The panel drew a distinction between its ruling and a ruling by the Supreme Court last January in United States v. Jones, which held that the placement of a hidden device on a suspect’s car without a valid warrant violated the Fourth Amendment. The three-judge panel said that its case, in contrast, did not involve physical trespass on the suspect’s private property. The judges also asserted that the tracking in the case before them was not sufficiently “comprehensive” to be “unreasonable for Fourth Amendment purposes” and trigger the need for a warrant — even though the police tracked the defendant’s every move for three days, hardly a negligible time period.

The Jones case suggests that the Supreme Court’s future direction may be more protective of privacy in cases involving new and potentially invasive technologies. In two concurring opinions in that case, a majority of justices agreed that “longer-term” GPS monitoring impinged on expectations of privacy.
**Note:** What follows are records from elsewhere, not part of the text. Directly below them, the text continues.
PR #226, opened 2026-04-27
Fix public EXIF endpoint leaking GPS coordinates (ticket #35)

theodorecharles:
## Summary

`GET /api/photos/:album/:filename/exif` was mounted with no auth gate and called `exifr.parse(filePath)` with default options, returning the full EXIF object — including `GPSLatitude`/`GPSLongitude`/`GPSAltitude` — to any visitor who knew (or could enumerate) a filename. This contradicts the documented privacy guarantee that public album variants strip GPS, and the published-state of the album wasn't even checked.

This change in `backend/src/routes/albums.ts`:

- Gates `servePhotoEXIF` on the same `isAuthenticated` + `albumState.published` check used by `serveAlbumPhotos`: 404 for missing albums, 403 for unpublished albums when the caller is not authenticated.
- For unauthenticated callers, parses with `{ gps: false }` so `exifr` never extracts GPS coordinates, and defensively strips any residual `GPS*` / `latitude` / `longitude` / `altitude` keys (defense-in-depth in case GPS leaks through a different block such as XMP).
- Authenticated admin callers continue to receive the full EXIF payload.

Closes ticket #35.

## Test plan

- [ ] CI passes on this PR.
- [ ] Hit `GET /api/photos/<published-album>/<file>/exif` unauthenticated → response contains EXIF but no `GPS*` / `latitude` / `longitude` / `altitude` keys.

As Justice Sonia Sotomayor stressed in her concurrence, “GPS monitoring generates a precise, comprehensive record of a person’s public movements that reflects a wealth of detail about her familial, political, professional, religious, and sexual associations.” If anything, tracking someone using cellphone GPS capabilities is even more invasive than following someone with a GPS device attached to a car since it allows for 24/7 coverage. Most people carry their phones wherever they go, including into their homes.

The circuit court panel majority concluded that because the defendant’s phone emitted information that could be picked up by law enforcement agents, he had no reasonable expectation of privacy and thus no warrant was needed to conduct the surveillance. This was at odds with yet another Supreme Court ruling, in 2001, involving a thermal-imaging device aimed at a private home from a public street.
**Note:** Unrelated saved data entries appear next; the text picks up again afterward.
PR #228, opened 2026-04-27
fix: harden /api/system/restart with CSRF + per-IP rate limit (ticket #634)

theodorecharles:
## Summary

Closes ticket #634 — `[security-audit] Authenticated viewer can restart the server (DoS) via /api/system/restart`.

The endpoint already required `requireAdmin` (the audit finding's evidence was stale on this point), but had no CSRF check and no endpoint-specific rate limit. Two changes in `backend/src/routes/system.ts`:

- Mount `csrfProtection` on the system router (same pattern used in `routes/config.ts` and `routes/branding.ts` — middleware no-ops on safe methods, enforces auth + same-origin on POST/PUT/DELETE).
- Add a strict per-IP `express-rate-limit` of 3 requests per 15 minutes specifically for `/restart`. The global `/api` limiter is too permissive for an action that takes the process down for every other user; a stolen admin session or a buggy client can no longer loop the endpoint into a denial-of-service.

`requireAdmin` was already in place, so no auth-level changes were needed.

## Test plan

- [ ] CI: backend `tsc` build succeeds.
- [ ] Manual: as an admin, hit `POST /api/system/restart` four times in quick succession — fourth call returns 429.
- [ ] Manual: a cross-origin POST (no/invalid Origin header) returns 403 from `csrfProtection`.
- [ ] Manual: same-origin admin restart still works as before.

### DIFF
--- a/backend/src/routes/system.ts
+++ b/backend/src/routes/system.ts
@@ -8,7 +8,9 @@ import { spawn } from 'child_process';
 import path from 'path';
 import fs from 'fs';
 import { fileURLToPath } from 'url';
+import rateLimit from 'express-rate-limit';
 import { requireAdmin } from '../auth/middleware.js';
+import { csrfProtection } from '../security.js';
 import { error, warn, info, debug, verbose } from '../utils/logger.js';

Carrying a cellphone should not obliterate privacy rights or the Fourth Amendment’s warrant requirement. The full Sixth Circuit should grant a pending request for a rehearing and reverse the panel’s damaging ruling.

Editorial in Sunday, September 23, 2012 New York Times

Friday, September 21, 2012

Sixth Circuit says cell phone GPS data can be used to track criminals




The Sixth Circuit recently ruled that using GPS data to track the owner of a pay-as-you-go cell phone is constitutional and much the same as using dogs to hunt for a fugitive.

In the case of U.S. v. Skinner, the defendant used a pre-paid cell phone obtained by providing false identity information (also known as a “burner“) to communicate with co-conspirators as he brought a motor home filled with marijuana from Arizona from Tennessee.

Agents discovered the cell phone number that the defendant was using and obtained a court order requiring the cell phone company to disclose location information of the phone to the agents. The government used the location information to track the car for three days, eventually catching up to the car at a rest stop in Texas. Local police then brought out a dog to sniff for marijuana which resulted in the dog finding 1,100 pounds of pot.

Skinner was ultimately arrested and charged with various drug-related crimes, including possession with the intent to distribute and conspiracy to commit money laundering. He was convicted on all counts and sentenced to more than 19 years in prison. Skinner appealed, claiming law enforcement’s use of GPS data from his cell phone was a warrantless search in violation of his Fourth Amendment rights.

The Sixth Circuit disagreed, upholding the conviction of Skinner, saying, “The law cannot be that a criminal is entitled to rely on the expected untrackability of his tools.” Judge John Rogers wrote, “Otherwise, dogs could not be used to track a fugitive if the fugitive did not know that the dog hounds had his scent.”

Rogers noted that criminals often use pay-as-you-go phones, presumably because they are more difficult to trace. "When criminals use modern technological devices to carry out criminal acts and to reduce the possibility of detection, they can hardly complain when the police take advantage of the inherent characteristics of those very devices to catch them,” Rogers wrote. The majority opinion concluded by saying that the defendant did not have a reasonable expectation of privacy regarding the location broadcast by his cell phone.